Knapp zwei Wochen vor dem Rennen wird es turbulent: Als sie sich bereits in den USA akklimatisiert erfährt Heike Prieß Anfang Juni, dass sie schwer krank ist. Sie muss das Rennen absagen und nach Deutschland zurückkehren. Jetzt ist guter Rat teuer, ohne eine vierte Fahrerin wäre das Projekt schon vor dem Startschuss gestorben.

Die Telefone laufen heiß. Schließlich erklärt sich spontan Steffi Steinberg, eine Langdistanz-Triathletin und starke Radfahrerin
aus Bad Honnef, zur Teilnahme bereit. Christine Waitz siehtes pragmatisch: "Wir müssen uns
auf sie und sie sich auf uns einstellen."

Als Team ohne Pause eine Distanz von 4800 Kilometer mit 52 000 Höhenmetern, Wüsten, Bergen, Wind und unendlich scheinenden kerzengeraden Straßen zu bewältigen – Waitz schreckt das nicht ab. "Daten sind mir nicht wichtig, Erzählungen fixen mich an." Und gehört habe sie von Freunden schon so einiges über das RAAM (dem Geburtstort des Team Arndt).

Die aktuelle Damen-Teambestzeit von knapp sechseinhalb Tagen zu unterbieten, ist eine echte Herausforderung. Einen Schnitt von "nur" 31 Kilometern pro Stunde müssten
sie dafür über die komplette Distanz halten. Gleichzeitig ist jedem im Team klar, "dass der Rekord eine ganz filigrane Glasfigur ist.

Wir haben alle den Rekord drauf, aber wegen der Länge, dem Wetter und anderem ist man da sehr schnell weit weg", erklärt sie. Mindestens genauso wichtig, vielleicht sogar ein bisschen mehr, ist ihr persönlich aber etwas anderes. "Die Faszination bei solch einem Rennen ist die Grenzerfahrung. Man kommt körperlich und psychisch in Bereiche, in die man sonst nicht kommt."
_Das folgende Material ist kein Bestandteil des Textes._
PR #1634, opened 2020-09-23
Change high agency link

macraig:
There is an article version of the Twitter thread that is easier to read


nicksnyder (approved):
Thanks!

PR #2209, opened 2020-12-23
add new templates

davejrt:


handbook/engineering/releases/release_deploy_sourcegraph_docker_template.md
```diff
@@ -0,0 +1,16 @@
...
+
+Arguments:
+- $MAJOR
+- $MINOR
+- $ONE_WORKING_DAY_AFTER_RELEASE
+-->
+
+# $MAJOR.$MINOR
+
+## $ONE_WORKING_DAY_AFTER_RELEASE Release deploy-sourcegraph-docker
```
bobheadxi, line 13: Currently these are a to-do item already as part of the normal release steps (it is noted in the generated PR, e.g. https://github.com/sourcegraph/deploy-sourcegraph-docker/pull/196 "follow the release guide")

handbook/engineering/releases/upgrade_managed_issue_template.md
```diff
@@ -0,0 +1,17 @@
+<!--
+DO NOTE COPY THIS ISSUE TEMPLATE MANUALLY. Use `yarn run release tracking-issue:create` from the
```
bobheadxi, line 2: I'm guessing this will be `release:close` instead?

davejrt: I would argue it's better to create all the issues at the start of the release, even if we don't complete them before the other issue is closed

handbook/engineering/releases/release_deploy_sourcegraph_docker_template.md
davejrt: I think it's fine to have both. That checklist on the other PR is easy to skip over and forget about. If we have an explicit issue that's harder to forget about.

bobheadxi: > That checklist on the other PR is easy to skip over and forget about

:( :( I think in that case we should address the issue of emphasizing that the checklist TODOs are requirements for each PR and not optional unless stated, rather than create more issues

handbook/engineering/releases/upgrade_managed_issue_template.md
bobheadxi: Hm, in that case I wonder if we should just include this in the release process? e.g. make this a requirement to closing the release tracking issue

davejrt: sorry this was a bit **strong**. My rationale is that we open all tracking issues to start the release and close them as they're done. Each task of these issues are largely independent, as they are tied to the release being cut...not it being finished. 

I hope that makes more sense.

handbook/engineering/releases/release_deploy_sourcegraph_docker_template.md
davejrt: We also need to merge the other PR before we can start on the customer-replica, so having it as a checklist item on that PR serves as a reminder and not really an issue to complete in my opinion.

davejrt: eg: we create a new branch v{MAJOR}.{MINOR}-customer-replica from the v{MAJOR}.{MINOR} branch. I think it's more important to merge this PR as part of the release day steps, then this afterwards anyway as there is currently only one customer dependent on this.

bobheadxi: Ah I might have misunderstood the steps then, in that case we should add a note to the checklist item that the generated PR does _not_ include pure-docker: https://sourcegraph.com/github.com/sourcegraph/sourcegraph@8a1e342e195644722cc6792e5f6da47b9940a740/-/blob/dev/release/src/release.ts#L496-497

I'm not sure if this is important, but this variable also implies pureDocker releases are tied to docker-compose releases: https://sourcegraph.com/github.com/sourcegraph/sourcegraph@8a1e342e195644722cc6792e5f6da47b9940a740/-/blob/dev/release/src/release.ts#L437 , would be nice to detach the two otherwise we have to block docker-compose releases as well.

Alternatively, could we change the steps to cut the `v{MAJOR}.{MINOR}-customer-replica` from the publish branch instead, while the PR is still open?

handbook/engineering/releases/upgrade_managed_issue_template.md
bobheadxi: makes sense!

handbook/engineering/releases/release_deploy_sourcegraph_docker_template.md
bobheadxi: > so having it as a checklist item on that PR serves as a reminder and not really an issue to complete in my opinion.

The intent is to have these checklist items be things that must be completed to turn a PR from "draft" to "ready for merge", since there are many things that were not possible to automate. For example, on the changeset on the main repo, the checklist includes upgrade notes and ensuring everything is merged before merging that PR: https://github.com/sourcegraph/sourcegraph/pull/16937

davejrt: I've just completed the 3.23 release, and in practice what we do is create the new customer-release branch off of the existing branch, then merge in the release branch. So in theory, I believe we could continue to create the branch the same way, however we could merge the publish branch into customer release. In doing so, we can complete all those items before closing the issue.

PR #2214, opened 2020-12-28
Proposed feature deprecation process

Joelkw:
The interactive search mode deprecation + removal caused us to realize [we don't have a good deprecation process documented in the handbook](https://sourcegraph.slack.com/archives/C0W2E592M/p1606764758299400?thread_ts=1606757921.298600&cid=C0W2E592M). 

This is a draft; suggestions are welcome.

### DIFF
--- a/handbook/product/deprecation_process.md
+++ b/handbook/product/deprecation_process.md
@@ -14,10 +14,27 @@ If the answers to these questions suggest that deprecation is the best path forw
 
 ## Documenting a feature's deprecation 
 
-You should create a blog post to publish when we deprecate the feature. The blog post should contain:
+You should then create a blog post to publish when we deprecate the feature. The blog post should contain:
 
 - Why we're deprecating the feature
 - The deprecation timeline
 - Workarounds for the feature's users, if relevant
 
-We use a blog post because it's publicly accessible, timestamped, and easy to send directly to any customers or prospects asking about the feature. 
+We document this in a blog post because blog posts are publicly accessible, timestamped, and easy to send directly to any customers or prospects asking about the feature. 
+
+## Preparing internal teams for the deprecation
+
+Once you have the blog post, you should share it with the CE team by sharing the blog post in #CE, as well as share any other context they might need in order to support customers or do high touch outreach. 
+
+You should also share the blog post in #Product so the product and engineering teams are aware. 
+
+Answer any questions or concerns about the deprecation that teams may have. 
+
+## Deprecating the feature
+
+Only after sharing this deprecation internally should you do any engineering work needed to deprecate the feature.   
+
+## Publishing the blog post 
+
+The blog post should be published when the first version that includes the deprecation is released, as a separate blog post. The release's blog post should link to the deprecation post from the release changelog section.  
+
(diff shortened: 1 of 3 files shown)


handbook/product/deprecation_process.md
```diff
@@ -0,0 +1,40 @@
+# Feature deprecation process
+
+Sometimes we need to deprecate features that we've already released. We follow this process to minimize the impact of that deprecation on both our customers and our internal teams. 
+
+## Choosing to deprecate a feature
+
+You should first determine the potential impact of the feature deprecation: 
+
+- Are any users are using the feature? Who are they? Is there another feature that also meets their needs?
```
macraig, line 9:
```suggestion
- Are any users using the feature? Who are they? Is there another feature that also meets their needs? 
```

handbook/product/deprecation_process.md
```diff
@@ -0,0 +1,40 @@
...
+
+Answer any questions or concerns about the deprecation that teams may have. 
+
+## Deprecating the feature
+
+Only after sharing this deprecation internally should you do any engineering work needed to deprecate the feature.   
+
+## Publishing the blog post 
+
+The blog post should be published when the first version that includes the deprecation is released. The release blog post changelog section should link to the deprecation post.
```
macraig, line 39: Thinking about communication around deprecating features, I'm thinking if it would also be helpful to make sure we mention it in the Product updates/Progress slide we have in company meeting. Would it help to have it as part of the documented communication process or is it already implied as it's a relevant part of the changelog?

macraig (commented):
Thanks @Joelkw for documenting this!

handbook/product/deprecation_process.md
Joelkw: I think it's worth calling out at the company meeting, and worth adding a note here – who knows if the product slide will always come straight from the changelog. I'll add a quick sentence.

Joelkw: Actually, on second thought, I feel like it's most useful in the company meeting to gather "be aware of this + speak up if there's pertinent information you have about this feature being deprecated" and Slack is a much better place for that. If folks wonder if the deprecation has happened yet, the blog post published/not published should be a good signal. So do you think #dev-announce is the right channel to get this feedback and awareness @macraig or should it be posted in something like #general instead?

macraig: That's a good point! I think I'd go for #general to make sure folks from non-dev related teams are aware (not sure if everyone non-dev actively follows #dev-announce). Another option would be #product, but we'll likely have the same problem than with #dev-announce as Slack is getting crowded and people will tend to follow channels directly related to their teams.

Joelkw: Great, I'll make that change.

handbook/product/deprecation_process.md
```diff
@@ -0,0 +1,40 @@
...
+- The deprecation timeline.
+- Workarounds for the feature's users, if relevant.
+
+We document this in a blog post because blog posts are publicly accessible, timestamped, and easy to send directly to customers or prospects.
+
+## Preparing internal teams for the deprecation
+
+Once you have the blog post, you should share it with the CE team by sharing the blog post in #CE. This gives the CE team context so they can support customers or do high touch outreach. 
+
+You should also share the blog post in #dev-announce so the product and engineering teams are aware.
```
Joelkw, line 29:
```suggestion
You should also share the blog post in #general so all teams are aware of it.  
```

Joelkw:
(@christinaforney un-assigning you and merged since Maria reviewed and there weren't any open questions. Happy to make edits in another PR.)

Am heutigen Samstagmittag (Ortszeit) beginnt das große Abenteuer Race Across America. Die ersten Kilometer werden Quattra Bavariae gemeinsam absolvieren, dann übernimmt voraussichtlich das Duo Waitz-Dietl die erste Schicht. Wenn alles nach Plan läuft, sind sie maximal sechs Tage und zehn Stunden später mit einem neuen Rekord im Gepäck und um unzählige Eindrücke reicher als schnellstes Frauenquartett im Ziel in Annapolis – und damit (zumindest zunächst einmal) am Ende ihrer Träume.